Sickle Cell Patients at Higher Risk for ER Readmission, Hospitalization, Study Finds
Patients with sickle cell disease show the highest rates of readmission and hospitalization within 30 days of being discharged from an emergency department, a single-center study found.
The study, “Patients Discharged From the Emergency Department After Referral for Hospitalist Admission,” was published in The American Journal of Managed Care.
Unnecessary hospitalizations are very costly and can also expose patients to unnecessary risks, but the characteristics and outcomes of patients discharged from the emergency department after being referred for hospital admission have been poorly explored.
To study this, researchers performed a retrospective analysis of emergency room consults at an academic medical center in North Carolina during a three-year period, from April 2011 to April 2014. They analyzed the demographics, diagnoses, and healthcare outcomes of patients who were referred for hospital admission but were eventually discharged from the emergency department without hospitalization.

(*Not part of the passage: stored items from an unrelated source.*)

PR #506, opened 2016-04-15
Counter for notifications ~*-DO NOT MERGE-*~

GERey:
not ready, just to illustrate how counters would work if they did. But they don't.

### DIFF
--- a/stack/services/src/main/java/org/apache/usergrid/services/notifications/TaskManager.java
+++ b/stack/services/src/main/java/org/apache/usergrid/services/notifications/TaskManager.java
@@ -72,7 +72,7 @@ public class TaskManager {
                 }
                 successes.incrementAndGet();
             }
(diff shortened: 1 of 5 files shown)


stack/services/src/main/java/org/apache/usergrid/services/notifications/TaskManager.java
```diff
@@ -73,7 +72,9 @@ public void completed(Notifier notifier, Receipt receipt, UUID deviceUUID, Strin
                 }
                 successes.incrementAndGet();
             }
+            em.incrementAggregateCounters( notification.getUuid(),null,notification.getType(),"completed",100000L );
```
GERey: this increments the counter. by 10k or something. So change that to be sure that it isn't so high. Then do a test to make sure that increment properly increments.

Then find a way to attach these to the properties in notifications and get properly read back out. That seems mysterious to me .

michaelarusso:
Did we already add in code for this? (although commented at this point).  If so, let's close this PR.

During the three-year period, they identified 710 emergency department discharges for 670 patients. The mean age of admitted patients was 52.1 years. Of the patients, 61 percent were white and 30 percent were black. About 75 percent of the patients had some form of insurance.
The most common diagnoses in emergency room admissions were unspecified chest pain (34.1%), followed by unspecified abdominal pain (9%).

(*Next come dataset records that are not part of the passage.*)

PR #513, opened 2016-05-01
Introducing Datastax driver.

michaelarusso:


michaelarusso:
`MapSerializationImpl` and `ScopedCacheSerializationImpl` converted to use DataStax driver and CQL.

michaelarusso:
`UniqueValueSerializationStrategy` converted to use DataStax driver and CQL.  The last few commits are an example of how to work with existing DynamicComposite types from Astyanax with CQL.  Not easy, but possible.  This is temporary until we re-write the Usergrid schema into something more CQL-friendly.

PR #516, opened 2016-05-05
Service manager's init() method now retries if unable to get application

snoopdave:
And there are two configuration properties to control how often and how many times to retry.


mdunker:
👍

Of the patients in the analysis, 21.7% of them returned to the emergency department within 30 days of the initial consultation and discharge. Patients who returned most frequently had sickle cell disease (82.4%), alcohol-related diagnoses (43.5%), and abdominal pain (35.7%).
The probability of returning to the emergency room within 30 days was highest for those with abdominal pain or alcohol-related diagnoses, compared with the rest of the group in the analysis.

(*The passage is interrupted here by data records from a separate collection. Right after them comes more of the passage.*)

PR #517, opened 2016-05-06
Release class cast exception

GERey:
Fix for class cast exceptions when migrating for notifications.

### DIFF
--- a/stack/core/src/main/java/org/apache/usergrid/persistence/entities/Notification.java
+++ b/stack/core/src/main/java/org/apache/usergrid/persistence/entities/Notification.java
@@ -17,17 +17,27 @@
 package org.apache.usergrid.persistence.entities;
 
 
-import javax.xml.bind.annotation.XmlRootElement;
-import java.util.*;
+import java.util.ArrayList;
+import java.util.HashMap;
+import java.util.List;
+import java.util.Map;
+import java.util.UUID;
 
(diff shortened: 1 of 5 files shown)


michaelarusso:
Could we just keep Long and handle the casting in the notifications service where it comes in from the API (to make sure the number is put in the properties map as long instead of int):

org.apache.usergrid.services.notifications.NotificationsService#postCollection

Seems cleaner if we just handle the case there rather than making the Entity definition to a generic 'Object' and doing explicit casting in multiple places.

GERey:
Would totally agree if it wasn't for the following two issues:

1.  People already have Integers in statistics. By not accounting for Integers we force everybody who had notification statistics to not have access without them doing a re-put of all afflicted data.

2. The endpoint you mentioned is also an issue, but not the one I tested against. My main concern was with a UUID PUT with the payload. If you check my test you can see it in more detail. It would skip the NotificationService#postCollection and instead go through org.apache.usergrid.services.AbstractCollectionService#putItemById. 

The way I see it is that it is a bit ugly, but it stems from the fact that we have a field that is required to be Long but we don't explicitly enforce that on POST's or PUTs. The way we deal with this for regular entities is to useobject maps because then we can use any type based on what the user wants. Thats why I used objects above, but I can also agree that is really just a hack until we do the aforementioned checking for all of our expected types.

Similarly, the rate of hospitalization within 30 days after an initial emergency room visit was highest among patients with sickle cell disease (58.8%), followed by alcohol-related diagnoses (19.6%), and abdominal pain (14.3%).
“Among insurance types, patients with Medicaid had the highest likelihood of returning to the ED [emergency department] within 30 days,” the authors wrote. Those with private insurance or other forms of healthcare coverage were less likely to revisit the emergency room.
Overall results showed that most patients discharged from the emergency department didn’t return within a 30-day period and the 30-day hospitalization rate remained low.
“Our data suggest that hospitalists can safely aid patients by reducing the costs and adverse outcomes associated with unnecessary hospitalization,” the study concluded.